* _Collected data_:
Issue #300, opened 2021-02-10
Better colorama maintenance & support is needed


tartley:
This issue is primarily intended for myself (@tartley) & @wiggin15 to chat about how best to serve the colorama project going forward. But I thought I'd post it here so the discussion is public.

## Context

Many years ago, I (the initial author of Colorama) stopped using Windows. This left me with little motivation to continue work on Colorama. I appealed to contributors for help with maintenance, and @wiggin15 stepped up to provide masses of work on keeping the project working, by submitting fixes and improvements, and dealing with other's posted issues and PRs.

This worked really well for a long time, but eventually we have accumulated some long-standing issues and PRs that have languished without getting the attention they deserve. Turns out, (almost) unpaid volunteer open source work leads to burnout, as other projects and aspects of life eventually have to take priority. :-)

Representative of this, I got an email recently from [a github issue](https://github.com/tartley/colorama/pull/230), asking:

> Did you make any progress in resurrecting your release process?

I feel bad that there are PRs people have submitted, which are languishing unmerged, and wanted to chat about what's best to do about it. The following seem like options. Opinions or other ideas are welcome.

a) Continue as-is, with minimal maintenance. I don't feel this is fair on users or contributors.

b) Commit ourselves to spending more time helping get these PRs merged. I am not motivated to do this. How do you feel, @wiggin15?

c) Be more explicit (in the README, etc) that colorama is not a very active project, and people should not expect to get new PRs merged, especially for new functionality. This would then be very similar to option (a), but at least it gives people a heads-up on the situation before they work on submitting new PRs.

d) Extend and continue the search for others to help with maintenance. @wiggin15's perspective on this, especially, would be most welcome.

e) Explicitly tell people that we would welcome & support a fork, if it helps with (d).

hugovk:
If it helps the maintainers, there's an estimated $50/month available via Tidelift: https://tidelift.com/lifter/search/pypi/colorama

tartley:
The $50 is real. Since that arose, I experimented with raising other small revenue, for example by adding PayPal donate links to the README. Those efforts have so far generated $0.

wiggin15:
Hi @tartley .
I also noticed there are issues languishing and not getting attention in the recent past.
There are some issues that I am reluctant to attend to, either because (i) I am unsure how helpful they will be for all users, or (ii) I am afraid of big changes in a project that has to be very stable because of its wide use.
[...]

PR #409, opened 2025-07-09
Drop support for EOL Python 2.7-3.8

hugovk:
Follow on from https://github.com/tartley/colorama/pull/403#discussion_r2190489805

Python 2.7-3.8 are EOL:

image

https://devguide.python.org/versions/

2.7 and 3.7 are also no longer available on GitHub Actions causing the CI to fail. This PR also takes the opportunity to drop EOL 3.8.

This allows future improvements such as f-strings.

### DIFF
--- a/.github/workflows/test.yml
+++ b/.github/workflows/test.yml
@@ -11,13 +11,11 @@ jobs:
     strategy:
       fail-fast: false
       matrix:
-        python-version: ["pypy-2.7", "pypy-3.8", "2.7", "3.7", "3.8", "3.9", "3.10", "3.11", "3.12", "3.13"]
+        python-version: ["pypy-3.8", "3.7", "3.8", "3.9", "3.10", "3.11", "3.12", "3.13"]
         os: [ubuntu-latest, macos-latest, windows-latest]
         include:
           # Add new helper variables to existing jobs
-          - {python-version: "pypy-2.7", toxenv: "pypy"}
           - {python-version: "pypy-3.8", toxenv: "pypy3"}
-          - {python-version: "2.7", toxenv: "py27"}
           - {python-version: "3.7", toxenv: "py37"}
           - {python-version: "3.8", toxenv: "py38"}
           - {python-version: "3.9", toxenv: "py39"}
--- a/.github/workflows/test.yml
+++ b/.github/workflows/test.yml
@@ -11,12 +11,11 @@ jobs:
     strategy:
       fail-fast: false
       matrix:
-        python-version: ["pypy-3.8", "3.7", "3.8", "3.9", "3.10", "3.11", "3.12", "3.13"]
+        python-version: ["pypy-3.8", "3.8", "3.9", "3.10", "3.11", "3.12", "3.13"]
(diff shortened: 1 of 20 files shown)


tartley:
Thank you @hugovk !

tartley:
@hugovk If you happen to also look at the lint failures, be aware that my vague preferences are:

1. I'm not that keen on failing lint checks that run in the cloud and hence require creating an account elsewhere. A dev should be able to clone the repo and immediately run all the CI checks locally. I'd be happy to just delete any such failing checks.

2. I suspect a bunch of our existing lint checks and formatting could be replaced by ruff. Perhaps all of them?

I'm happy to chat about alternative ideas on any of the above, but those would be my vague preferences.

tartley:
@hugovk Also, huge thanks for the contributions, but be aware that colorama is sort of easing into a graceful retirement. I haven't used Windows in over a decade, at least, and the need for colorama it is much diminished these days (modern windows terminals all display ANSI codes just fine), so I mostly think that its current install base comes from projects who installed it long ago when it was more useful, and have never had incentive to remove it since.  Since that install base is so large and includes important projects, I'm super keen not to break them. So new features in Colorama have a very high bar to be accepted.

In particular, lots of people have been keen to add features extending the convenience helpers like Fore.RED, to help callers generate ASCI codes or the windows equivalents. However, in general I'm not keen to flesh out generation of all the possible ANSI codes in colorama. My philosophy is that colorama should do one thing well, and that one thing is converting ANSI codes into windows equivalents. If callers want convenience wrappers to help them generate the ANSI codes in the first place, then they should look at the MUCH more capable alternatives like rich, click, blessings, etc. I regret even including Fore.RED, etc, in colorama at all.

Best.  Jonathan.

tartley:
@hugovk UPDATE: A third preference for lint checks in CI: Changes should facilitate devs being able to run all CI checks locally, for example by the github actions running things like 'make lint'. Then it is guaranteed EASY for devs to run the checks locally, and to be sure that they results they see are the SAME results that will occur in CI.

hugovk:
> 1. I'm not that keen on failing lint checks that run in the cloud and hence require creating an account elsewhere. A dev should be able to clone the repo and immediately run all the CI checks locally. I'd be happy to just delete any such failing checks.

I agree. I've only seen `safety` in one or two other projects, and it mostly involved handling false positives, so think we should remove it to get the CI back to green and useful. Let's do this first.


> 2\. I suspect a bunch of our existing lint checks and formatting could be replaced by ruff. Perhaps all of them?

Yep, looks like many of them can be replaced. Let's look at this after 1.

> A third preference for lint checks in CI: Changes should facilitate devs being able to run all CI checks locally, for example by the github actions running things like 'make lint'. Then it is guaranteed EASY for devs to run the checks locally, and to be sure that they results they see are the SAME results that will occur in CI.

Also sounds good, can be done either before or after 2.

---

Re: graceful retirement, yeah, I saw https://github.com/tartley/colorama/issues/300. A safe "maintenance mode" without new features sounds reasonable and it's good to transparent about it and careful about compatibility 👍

* _Problem description_: Look above for the line containing "This issue is" and the line containing "your release process?". Transcribe both, with the lines between them, exactly.

* _Output for this exercise_:
This issue is primarily intended for myself (@tartley) & @wiggin15 to chat about how best to serve the colorama project going forward. But I thought I'd post it here so the discussion is public.

## Context

Many years ago, I (the initial author of Colorama) stopped using Windows. This left me with little motivation to continue work on Colorama. I appealed to contributors for help with maintenance, and @wiggin15 stepped up to provide masses of work on keeping the project working, by submitting fixes and improvements, and dealing with other's posted issues and PRs.

This worked really well for a long time, but eventually we have accumulated some long-standing issues and PRs that have languished without getting the attention they deserve. Turns out, (almost) unpaid volunteer open source work leads to burnout, as other projects and aspects of life eventually have to take priority. :-)

Representative of this, I got an email recently from [a github issue](https://github.com/tartley/colorama/pull/230), asking:

> Did you make any progress in resurrecting your release process?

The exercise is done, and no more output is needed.